Since 2014, noninvasive testing has identified aneuploidies in chromosomes 13, 16, 18, 21, 22, X and Y, including Down syndrome (caused by trisomy 21), Edwards syndrome (caused by trisomy 18), Patau syndrome (caused by trisomy 13), as well as sex chromosome aneuploidies, such as Turner syndrome (45, X) and Klinefelter syndrome (47, XXY). NIPT can also detect congenital heart disease such as atrioventricular septal defect, which can also be a side effect in the aforementioned chromosomal conditions. These methods of cffDNA sequencing have sensitivity and specificity rates greater than 99% in identifying Trisomy 21. Sensitivity and specificity rates are lower for other aneuploidies, such as trisomy 18 (97–99% and > 99%, respectively), trisomy 13 (87–99% and > 99%, respectively), and 45, X (92–95% and 99%, respectively). The low false positive rate (1–3%) is one of the advantages of NIPT which allows pregnant women to avoid invasive procedures. In the UK the Advertising Standards Authority has stated that one should not quote "Detection Rate" figures unless the figures are accompanied by (i.e. alongside) a robust "Positive Predictive Value" figure; and a clear explanations about what both figures mean.

NIPT can determine paternity and may be able to determine fetal sex earlier in gestation than previous tests such as ultrasounds. It is recommended that the test be performed towards the end of the first trimester to the beginning of the second trimester, when there is enough cffDNA circulating in the mother's bloodstream to be detectable. If the test is performed too early the test is more likely to yield a false negative result because there is not enough cffDNA in the sample. False negative results for NIPT would indicate that the fetus does not have a genetic abnormality when it actually does. It is also used to determine fetal Rhesus D, which can prevent mothers who are Rhesus D negative from undergoing unnecessary prophylactic treatment. Finally, it is used to detect genetic mutations, such as duplications or microdeletions, including 1p, 5p, 15q, 22q, 11q, 8q, and 4p. The sensitivity and specificity of these tests, however, for most have not yet been validated.

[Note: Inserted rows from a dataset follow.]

PR #6835, opened 2024-11-28
Add new languages to `CFBundleLocalizations` key

### LINKED ISSUE #6162: Add Localizations for Context Menus in TextInput(Copy, Paste, AutoFill, etc) in CFBundleLocalizations for iOS

surfdude29:
#6567 added the languages supported as `AppLanguage` in a `CFBundleLocalizations` key to `Info.plist`. This meant that with the release of 1.95, the supported languages now show up in the App Store listing, rather than just English being shown.

It also meant that #6162 was resolved and allowed the `TextInput` context menus to be translated into the device language (if it's supported as an `AppLanguage`).

| 1.94 | 1.95 |
|--------|--------|
| IMG_1134 | IMG_4117 |
| IMG_4120 | IMG_4124 |

This PR adds the codes for the localizations merged since #6567 – Aragonese, Asturian, Galician, Dutch and Vietnamese – to the `CFBundleLocalizations` key so that they'll also be displayed in the App Store listing and users with their device set to Dutch or Vietnamese will have the `TextInput` context menus translated. In future, the `code2` for a new language can simply be added as part of a localization PR.

This PR also makes a couple of minor, unrelated tweaks to keep language codes in alphabetical order and to replace a couple of hyphens with en-dashes in the list for selecting an app language.

**EDIT:** I also made some changes to the Chinese & Cantonese language tags following @auroursa's suggestions, and I changed `pt` to `pt-BR` in anticipation of the [forthcoming `pt-PT` localization](https://github.com/bluesky-social/social-app/pull/6836).


auroursa:
If you could additionally help me adjust the Chinese part, that would be greatly appreciated.

For [various reasons](https://github.com/bluesky-social/social-app/pull/6754#issuecomment-2502534764), the language tags for Chinese are quite complex. I think both iOS and Android are more prefer `zh-Hans` / `zh-Hant`. So could you help me change `zh-CN` to `zh-Hans` and `zh-TW` to `zh-Hant`? I’ll include reference links below.

`zh-HK` doesn’t seem to changes, as it refers to a specific language, rather than a language scope. It’s also quite frustrating that version 1.95.0 in the App Store doesn’t list Bluesky as supporting Cantonese. This currently seems to have no solution. The only thing I can do is make it fallback to Traditional Chinese instead of English whenever possible.

Reference:
https://developer.apple.com/library/archive/documentation/MacOSX/Conceptual/BPInternational/LanguageandLocaleIDs/LanguageandLocaleIDs.html

https://www.ibabbleon.com/iOS-Language-Codes-ISO-639.html

surfdude29:
> So could you help me change `zh-CN` to `zh-Hans` and `zh-TW` to `zh-Hant`?

Done ✅

> `zh-HK` doesn’t seem to changes, as it refers to a specific language, rather than a language scope. It’s also quite frustrating that version 1.95.0 in the App Store doesn’t list Bluesky as supporting Cantonese. This currently seems to have no solution. The only thing I can do is make it fallback to Traditional Chinese instead of English whenever possible.

From the first reference:

> Only use a script designator in a locale ID when there is ambiguity. For example, because Traditional Chinese is the default language in Hong Kong, use `zh_HK`, where `zh` is the code for Traditional Chinese and `HK` is the code for the Hong Kong region.

I think this is why; `zh_HK` is being mapped to `zh-Hant_HK`.

After doing some more googling and coming across some other sources like [this GitHub comment](https://github.com/mozilla/addons/issues/4515#issuecomment-2094115676) ([updated CLDR Likely subtags link](https://unicode.org/cldr/charts/46/supplemental/likely_subtags.html)) and seeing that these are the entries listed for Cantonese on my iPhone:

IMG_4148

what about changing the `zh_HK` entry to `yue-Hant` and seeing if that allows Cantonese to show up in the App Store listing?

auroursa:
> what about changing the zh_HK entry to yue-Hant and seeing if that allows Cantonese to show up in the App Store listing?

It's worth trying. 👍

I'm not sure if defining it directly as `yue` would have better compatibility, according to Apple's documentation, it is an allowed language code.

Also made changes related to Cantonese in #6621 to ensure that both `yue-Hant` and `yue-Hans` would be redirected to `zh-HK` before. (Yes, our localization team unanimously agrees that we should disregard the simplified form of Cantonese and redirect it to the traditional form haha.

surfdude29:
> > what about changing the zh_HK entry to yue-Hant and seeing if that allows Cantonese to show up in the App Store listing?
> 
> It's worth trying. 👍

Done ✅🤞

> I'm not sure if defining it directly as `yue` would have better compatibility, according to Apple's documentation, it is an allowed language code.

I went with `yue-Hant` for now and let's see what happens. If that doesn't work then we can try just `yue`.

> Also I before made changes related to Cantonese in #6621 to ensure that both `yue-Hant` and `yue-Hans` would be redirected to `zh-HK`. (Yes, our localization team unanimously agrees that we should disregard the simplified form of Cantonese and redirect it to the traditional form haha.

Oh yes I remember seeing that PR. Maintaining Cantonese localizations in both scripts might be a bit much, so probably the best solution 😅

auroursa:
OK let's see the results after the next App Store update. Thanks again!

gaearon (approved):

PR #6836, opened 2024-11-29
Add Portuguese-PT locale/translations support

joaomendoncaa:
wip  🫡 

image


src/locale/languages.ts
```diff
@@ -464,7 +466,8 @@ export const LANGUAGES: Language[] = [
   {code3: 'pli', code2: 'pi', name: 'Pali'},
   {code3: 'pol', code2: 'pl', name: 'Polish'},
   {code3: 'pon', code2: '', name: 'Pohnpeian'},
-  {code3: 'por', code2: 'pt', name: 'Portuguese'},
+  {code3: 'por', code2: 'pt-BR', name: 'Portuguese (BR)'},
```
auroursa, line 469: Please do not modify this part, as it refers to the post language, not the app display language. currently, post language does not support regional distinctions.

auroursa:
Just a personal suggestion here (I’m not a native Portuguese speaker), for compatibility reasons, I think using `pt` instead of `pt-PT` as the language code might be better. This would provide a fallback option for older devices that don’t support `pt-PT` and `pt-BR`.

There’s also a practical reason: as part of the localization, we’d need to modify `src\components\hooks\dates.ts` and add Portuguese (pt-PT) there. But [date-fns](https://www.npmjs.com/package/date-fns) doesn’t support `pt-PT`, only `pt` here, which might cause some complications.

src/components/hooks/dates.ts
```diff
@@ -63,6 +64,7 @@ const locales: Record<AppLanguage, Locale | undefined> = {
   nl,
   pl,
   ['pt-BR']: ptBR,
+  ['pt']: pt,
```
auroursa, line 67:
```suggestion
  pt,
```

src/locale/helpers.ts
```diff
@@ -157,6 +157,8 @@ export function sanitizeAppLanguageSetting(appLanguage: string): AppLanguage {
         return AppLanguage.pl
       case 'pt-BR':
         return AppLanguage.pt_BR
+      case 'pt-PT':
```
auroursa, line 160:
```suggestion
      case 'pt':
```

src/locale/i18n.ts
```diff
@@ -31,6 +31,7 @@ import {messages as messagesKo} from '#/locale/locales/ko/messages'
 import {messages as messagesNl} from '#/locale/locales/nl/messages'
 import {messages as messagesPl} from '#/locale/locales/pl/messages'
 import {messages as messagesPt_BR} from '#/locale/locales/pt-BR/messages'
+import {messages as messagesPt_PT} from '#/locale/locales/pt-PT/messages'
```
auroursa, line 34:
```suggestion
import {messages as messagesPt} from '#/locale/locales/pt/messages'
```

src/locale/i18n.ts
```diff
@@ -190,6 +191,14 @@ export async function dynamicActivate(locale: AppLanguage) {
       ])
       break
     }
+    case AppLanguage.pt: {
+      i18n.loadAndActivate({locale, messages: messagesPt_PT})
```
auroursa, line 195:
```suggestion
      i18n.loadAndActivate({locale, messages: messagesPt})
```

src/locale/i18n.web.ts
```diff
@@ -88,6 +88,10 @@ export async function dynamicActivate(locale: AppLanguage) {
       mod = await import(`./locales/pt-BR/messages`)
       break
     }
+    case AppLanguage.pt: {
+      mod = await import(`./locales/pt-PT/messages`)
```
auroursa, line 92:
```suggestion
      mod = await import(`./locales/pt/messages`)
```

auroursa (commented):
Let's update the remaining `pt-PT` (but you can still keep "Português (PT)" in the language list).

auroursa:
> @auroursa there's a lot of people involved in this translation, if I edit the top of `pt-PT/messages.po` to add a reference to all the people who are involved (but not necessarily commiting directly to the tree); will it be overridden at build time by the lingui cli?

Yes, it won’t be overwritten by the lingui cli.

It looks like you’ve updated all the language files. Please specify the language explicitly when running `intl:extract`:
`yarn intl:extract --locale pl`

auroursa:
Apologies, I forgot this step. You’ll also need to rename the `src\locale\locales\pt-PT` folder to `src\locale\locales\pt`.

surfdude29:
I actually think it would be better to mostly specify `pt-PT`. I may be understanding it wrong, but from what I've read the default region for the `pt` language code is `BR`, not `PT`, so just using `pt` rather than `pt-PT` might cause issues?

I read this somewhere else (can't remember where unfortunately) but one place that definitely says it is the [Unicode CLDR Likely Subtags list](https://unicode.org/cldr/charts/46/supplemental/likely_subtags.html).

auroursa:
> I actually think it would be better to mostly specify `pt-PT`. I may be understanding it wrong, but from what I've read the default region for the `pt` language code is `BR`, not `PT`, so just using `pt` rather than `pt-PT` might cause issues?
> 
> 
> 
> I read this somewhere else (can't remember where unfortunately) but one place that definitely says it is the [Unicode CLDR Likely Subtags list](https://unicode.org/cldr/charts/46/supplemental/likely_subtags.html).
> 
> 
> 
> edit: It's stated more explicitly [here](https://cldr.unicode.org/translation/translation-guide-general/default-content):
> 
> 
> 
> > Portuguese (Brazil) [pt_BR] is the default content locale for Portuguese [pt]

I am concerned about compatibility with some browsers and older devices. Their language list only includes Portuguese, so it will output `pt` by default. I’m not sure if the current AppLanguage matching mechanism can handle this situation. If it doesn’t match any regional suffix, it might fall back to English.

I noticed that the Portuguese government website uses both `pt` and `pt-PT`, but you are right. I still need to investigate further.

auroursa:
No, I think in web development, we should use `pt` instead of `pt_PT` to represent Portuguese (PT), because the module we use to localize dates [date-fns)(https://www.npmjs.com/package/date-fns) doesn’t have the `pt_PT` option, and it will cause the date format fallback to English.

surfdude29:
> No, I think in web development, we should use `pt` instead of `pt_PT` to represent Portuguese (PT), because the module we use to localize dates [date-fns](https://www.npmjs.com/package/date-fns) doesn’t have the `pt_PT` option, and it will cause the date format fallback to English.

I'm not sure that should be a particular issue, for `date-fns` we can just use `pt` while using `pt-PT` elsewhere :)

auroursa:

The Natera SMART study however has shown that most cases of 22q11.2 deletion can be detected using SNP-based NIPT/NIPS (Panorama) including smaller nested deletions whilst still maintaining a low false positive rate. Single nucleotide polymorphism (SNP) NIPT can also detect Triploidy and can differentiate between maternal and "fetal" DNA which reduces the redraw rate and allows determination of gender for each fetus in twin pregnancies and can be done from 9 weeks of pregnancy.

For micro deletions such as DiGeorge syndrome, 1p36 deletion, Cri-du-chat syndrome, Wolf-Hirschhorn syndrome, Prader-Willi and Angelman syndromes, positive results can be incorrect as much as 85% of the time, according to a New York Times investigation.

There is some ethical debate surrounding NIPT and eugenics, because the results of this test can lead to parents opting for abortion if the fetus tests positive for a genetic disorder.